Sweet Grassmarket (venue website)
Theatre
19-24, 26 Aug, 3:40pm-4:40pm
Reviewed by Ellen Macpherson

 Recommended for age 14+ only.

There are a lot of topical shows at this year’s Fringe, and IRA rebellion in Ireland has always been a popular choice for Fringe theatre. So Dirty Hands had to be a smart, hard-hitting and fierce production to stand out. DBS Prductions manages to hit two of the three marks with their (smart and hard-hitting) drama, but I felt it was missing a lot of that fiery spirit that a production with this subject matter should have.

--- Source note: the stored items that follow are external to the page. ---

PR #2323, opened 2022-11-05
Moved Widgets related classes into the .entities packages instead of nesting in WidgetUtil

RealYusufIsmail:

## Pull Request Etiquette

### Changes

- [x] Internal code
- [ ] Documentation
- [ ] Other: \_____ 

Closes : #2294

## Description

Moved Widget related classes instead of them being in WidgetUtil

### DIFF
--- a/src/main/java/net/dv8tion/jda/api/entities/Widget.java
+++ b/src/main/java/net/dv8tion/jda/api/entities/Widget.java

The play tells the intriguing story of an IRA assassin sent to kill his rather aptly-named leader, Moriarty. DBS Productions do an amazing job working with the limited space they have. International 4 isn’t the biggest venue at Sweet Grassmarket, and it’s admirable that they can manage to fit anything larger than a one-man show in the space. So on the plot and staging fronts, Dirty Hands gets a top score from me.

It’s not a very fast-paced production. At times it feels like it’s not going anywhere, but it’s this building of suspense that makes the high points so effective. It does have a wartime feel to it – long periods of nothing, then suddenly an explosion or a gunshot that makes the audience collectively jump three feet in the air. It certainly creates a powerful and believable atmosphere.

But the performances are varied. Personally, I thought Moriarty stood out as a spectacular character, and was impeccably acted. Some of the accents, however, are more than questionable, and did detract slightly from my enjoyment of the play as a whole. The writing is clever, but not without its faults, and some excellent examples of that quintessentially Irish dry humour could have been delivered better by some of the cast.

At times, I think the writers tried too hard to be complex. There were a few opportunities to cut the production a little shorter, which would have allowed them to dedicate a little more time to making the end of the play more conclusive. It’s always a sign that your ending needs tweaking if the audience doesn’t know to clap until the lights are turned on and the charming venue staff are ushering you out.

Overall, it’s an interesting and commendable production but unfortunately, unlikely to be a memorable one. Amongst the deepening pool of politically-driven theatre at the Edinburgh Fringe, Dirty Hands needs a little more spark and finesse to really make people pay attention. And perhaps a more believable stage pistol.